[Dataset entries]
---------------

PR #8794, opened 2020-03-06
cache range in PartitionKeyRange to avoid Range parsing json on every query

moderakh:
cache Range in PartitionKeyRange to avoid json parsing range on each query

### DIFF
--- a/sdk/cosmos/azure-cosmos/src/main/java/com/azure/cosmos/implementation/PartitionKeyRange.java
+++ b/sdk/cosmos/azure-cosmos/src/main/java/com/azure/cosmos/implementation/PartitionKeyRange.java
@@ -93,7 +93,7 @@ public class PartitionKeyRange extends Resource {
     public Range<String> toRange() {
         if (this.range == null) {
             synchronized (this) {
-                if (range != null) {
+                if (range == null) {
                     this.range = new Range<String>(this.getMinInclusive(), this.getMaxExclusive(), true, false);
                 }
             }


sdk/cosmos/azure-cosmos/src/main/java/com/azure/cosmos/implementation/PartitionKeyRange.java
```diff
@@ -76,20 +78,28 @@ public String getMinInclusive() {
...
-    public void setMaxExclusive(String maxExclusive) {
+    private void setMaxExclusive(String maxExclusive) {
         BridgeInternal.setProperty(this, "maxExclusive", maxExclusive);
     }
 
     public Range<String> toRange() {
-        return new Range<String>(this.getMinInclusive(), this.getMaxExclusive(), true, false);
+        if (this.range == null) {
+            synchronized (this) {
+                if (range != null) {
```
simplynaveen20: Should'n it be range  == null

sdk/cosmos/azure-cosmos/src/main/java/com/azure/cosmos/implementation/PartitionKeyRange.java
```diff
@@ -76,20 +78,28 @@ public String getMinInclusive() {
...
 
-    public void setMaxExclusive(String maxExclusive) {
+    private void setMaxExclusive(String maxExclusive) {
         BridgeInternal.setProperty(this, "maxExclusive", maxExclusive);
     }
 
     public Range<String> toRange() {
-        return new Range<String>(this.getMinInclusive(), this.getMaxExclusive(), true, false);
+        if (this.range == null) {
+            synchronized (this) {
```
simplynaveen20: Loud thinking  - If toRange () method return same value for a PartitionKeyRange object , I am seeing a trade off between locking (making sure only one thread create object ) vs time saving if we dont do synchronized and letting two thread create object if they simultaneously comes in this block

---------------

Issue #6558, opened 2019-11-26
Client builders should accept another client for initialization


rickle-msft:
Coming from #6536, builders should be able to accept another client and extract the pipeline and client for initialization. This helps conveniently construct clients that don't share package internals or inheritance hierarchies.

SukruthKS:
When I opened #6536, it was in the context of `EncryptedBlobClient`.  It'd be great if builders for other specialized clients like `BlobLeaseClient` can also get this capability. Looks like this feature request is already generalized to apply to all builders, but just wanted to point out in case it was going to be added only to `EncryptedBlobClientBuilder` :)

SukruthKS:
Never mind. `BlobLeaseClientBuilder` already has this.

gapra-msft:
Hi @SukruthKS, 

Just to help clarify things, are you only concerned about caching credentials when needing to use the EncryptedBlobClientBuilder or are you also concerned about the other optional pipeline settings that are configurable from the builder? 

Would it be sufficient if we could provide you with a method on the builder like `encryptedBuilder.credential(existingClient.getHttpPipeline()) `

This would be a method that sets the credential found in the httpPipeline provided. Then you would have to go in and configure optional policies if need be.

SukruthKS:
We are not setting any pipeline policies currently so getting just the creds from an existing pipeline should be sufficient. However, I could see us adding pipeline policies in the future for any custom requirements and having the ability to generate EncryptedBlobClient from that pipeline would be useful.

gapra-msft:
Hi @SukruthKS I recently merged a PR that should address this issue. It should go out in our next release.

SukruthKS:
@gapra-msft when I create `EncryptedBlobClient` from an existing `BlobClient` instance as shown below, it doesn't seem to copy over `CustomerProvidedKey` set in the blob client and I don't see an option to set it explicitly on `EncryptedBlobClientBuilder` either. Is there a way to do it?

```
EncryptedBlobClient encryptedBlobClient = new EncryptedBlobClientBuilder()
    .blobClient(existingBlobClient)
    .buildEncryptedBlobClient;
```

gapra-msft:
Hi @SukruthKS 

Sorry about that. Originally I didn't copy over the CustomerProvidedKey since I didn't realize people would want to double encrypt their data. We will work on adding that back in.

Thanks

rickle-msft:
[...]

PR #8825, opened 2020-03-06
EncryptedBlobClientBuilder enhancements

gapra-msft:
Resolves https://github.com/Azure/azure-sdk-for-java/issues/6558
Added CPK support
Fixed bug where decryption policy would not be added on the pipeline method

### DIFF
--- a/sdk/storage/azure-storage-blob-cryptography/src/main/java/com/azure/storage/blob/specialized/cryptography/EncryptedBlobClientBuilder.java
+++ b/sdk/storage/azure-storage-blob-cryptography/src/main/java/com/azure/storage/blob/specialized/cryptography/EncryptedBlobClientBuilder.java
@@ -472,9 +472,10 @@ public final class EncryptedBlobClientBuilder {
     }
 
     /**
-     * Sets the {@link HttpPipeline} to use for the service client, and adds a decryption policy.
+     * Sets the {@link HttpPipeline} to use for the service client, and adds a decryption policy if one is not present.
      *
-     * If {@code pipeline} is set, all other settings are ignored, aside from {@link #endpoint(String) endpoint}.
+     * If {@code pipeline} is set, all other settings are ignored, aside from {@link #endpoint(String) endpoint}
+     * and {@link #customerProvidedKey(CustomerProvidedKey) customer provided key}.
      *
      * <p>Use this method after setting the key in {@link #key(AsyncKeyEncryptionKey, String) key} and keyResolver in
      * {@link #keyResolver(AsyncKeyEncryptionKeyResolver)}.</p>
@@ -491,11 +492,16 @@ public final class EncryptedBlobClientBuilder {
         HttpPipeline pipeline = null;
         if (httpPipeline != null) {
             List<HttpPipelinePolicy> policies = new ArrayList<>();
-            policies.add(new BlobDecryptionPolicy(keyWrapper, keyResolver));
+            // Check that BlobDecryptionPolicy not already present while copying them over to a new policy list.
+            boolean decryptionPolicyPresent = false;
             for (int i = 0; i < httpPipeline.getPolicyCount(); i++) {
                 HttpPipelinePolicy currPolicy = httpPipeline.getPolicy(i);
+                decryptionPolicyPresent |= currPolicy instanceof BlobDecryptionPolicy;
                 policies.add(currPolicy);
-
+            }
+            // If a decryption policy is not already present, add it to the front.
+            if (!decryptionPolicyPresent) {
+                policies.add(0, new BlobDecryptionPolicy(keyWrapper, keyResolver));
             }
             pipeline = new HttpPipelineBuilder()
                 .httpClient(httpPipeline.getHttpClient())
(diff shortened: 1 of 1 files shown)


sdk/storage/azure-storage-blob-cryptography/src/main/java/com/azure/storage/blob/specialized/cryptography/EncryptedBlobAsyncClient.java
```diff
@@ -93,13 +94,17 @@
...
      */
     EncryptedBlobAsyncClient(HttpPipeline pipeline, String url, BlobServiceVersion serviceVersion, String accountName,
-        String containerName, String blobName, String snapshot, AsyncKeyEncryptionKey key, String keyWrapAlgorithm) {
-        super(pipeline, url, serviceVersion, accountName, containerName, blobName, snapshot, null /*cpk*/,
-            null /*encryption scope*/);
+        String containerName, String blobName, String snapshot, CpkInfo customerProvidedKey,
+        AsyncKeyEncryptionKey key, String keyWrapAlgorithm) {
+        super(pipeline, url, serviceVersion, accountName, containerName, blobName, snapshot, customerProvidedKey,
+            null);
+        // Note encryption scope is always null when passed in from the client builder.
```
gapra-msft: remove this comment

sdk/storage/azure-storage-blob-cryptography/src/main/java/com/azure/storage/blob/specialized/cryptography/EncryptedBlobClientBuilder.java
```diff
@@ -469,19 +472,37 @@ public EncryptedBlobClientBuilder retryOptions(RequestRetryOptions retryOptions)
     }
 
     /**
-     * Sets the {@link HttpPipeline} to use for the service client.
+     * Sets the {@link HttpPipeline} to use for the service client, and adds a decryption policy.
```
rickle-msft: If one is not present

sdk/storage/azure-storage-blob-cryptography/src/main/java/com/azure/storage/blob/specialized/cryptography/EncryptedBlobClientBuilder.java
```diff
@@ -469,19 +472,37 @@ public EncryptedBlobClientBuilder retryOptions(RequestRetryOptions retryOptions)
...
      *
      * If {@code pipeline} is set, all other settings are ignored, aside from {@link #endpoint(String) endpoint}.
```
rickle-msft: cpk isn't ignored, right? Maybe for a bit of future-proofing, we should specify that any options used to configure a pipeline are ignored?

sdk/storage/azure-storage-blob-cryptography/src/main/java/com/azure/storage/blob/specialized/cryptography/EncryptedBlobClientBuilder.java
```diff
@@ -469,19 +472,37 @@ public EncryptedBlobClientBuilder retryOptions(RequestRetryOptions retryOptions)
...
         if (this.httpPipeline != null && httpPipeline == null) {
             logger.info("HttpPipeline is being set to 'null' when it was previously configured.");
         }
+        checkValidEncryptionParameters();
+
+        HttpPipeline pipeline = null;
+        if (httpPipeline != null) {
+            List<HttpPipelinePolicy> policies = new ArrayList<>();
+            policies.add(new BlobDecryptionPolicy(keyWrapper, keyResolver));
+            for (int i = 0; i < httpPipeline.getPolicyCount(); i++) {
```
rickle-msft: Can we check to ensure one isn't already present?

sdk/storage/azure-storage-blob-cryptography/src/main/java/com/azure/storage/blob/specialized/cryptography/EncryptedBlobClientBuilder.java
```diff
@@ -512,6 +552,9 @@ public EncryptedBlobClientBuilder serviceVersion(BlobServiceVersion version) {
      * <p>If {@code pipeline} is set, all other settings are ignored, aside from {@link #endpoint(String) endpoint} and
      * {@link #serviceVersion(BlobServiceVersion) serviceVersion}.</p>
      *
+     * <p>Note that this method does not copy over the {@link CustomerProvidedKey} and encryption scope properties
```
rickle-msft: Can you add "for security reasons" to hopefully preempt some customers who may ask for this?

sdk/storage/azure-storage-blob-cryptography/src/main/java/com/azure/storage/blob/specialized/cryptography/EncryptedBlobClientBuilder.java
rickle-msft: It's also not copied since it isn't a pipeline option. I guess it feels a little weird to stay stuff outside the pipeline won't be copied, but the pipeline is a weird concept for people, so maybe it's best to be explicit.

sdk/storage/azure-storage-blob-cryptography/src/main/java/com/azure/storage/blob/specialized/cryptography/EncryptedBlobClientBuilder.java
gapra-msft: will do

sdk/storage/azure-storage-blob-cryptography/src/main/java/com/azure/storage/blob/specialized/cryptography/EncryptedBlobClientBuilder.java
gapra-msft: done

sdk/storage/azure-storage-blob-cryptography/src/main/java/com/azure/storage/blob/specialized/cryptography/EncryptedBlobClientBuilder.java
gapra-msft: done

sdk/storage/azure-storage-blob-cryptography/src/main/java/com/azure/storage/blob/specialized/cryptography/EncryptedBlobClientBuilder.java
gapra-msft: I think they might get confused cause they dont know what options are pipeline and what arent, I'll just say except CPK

---------------

WORK INSTRUCTION:
Copy each line from the entries above that has the word "BlobDecryptionPolicy" in it.

TASK RESPONSE:
-            policies.add(new BlobDecryptionPolicy(keyWrapper, keyResolver));
+            // Check that BlobDecryptionPolicy not already present while copying them over to a new policy list.
+                decryptionPolicyPresent |= currPolicy instanceof BlobDecryptionPolicy;
+                policies.add(0, new BlobDecryptionPolicy(keyWrapper, keyResolver));
+            policies.add(new BlobDecryptionPolicy(keyWrapper, keyResolver));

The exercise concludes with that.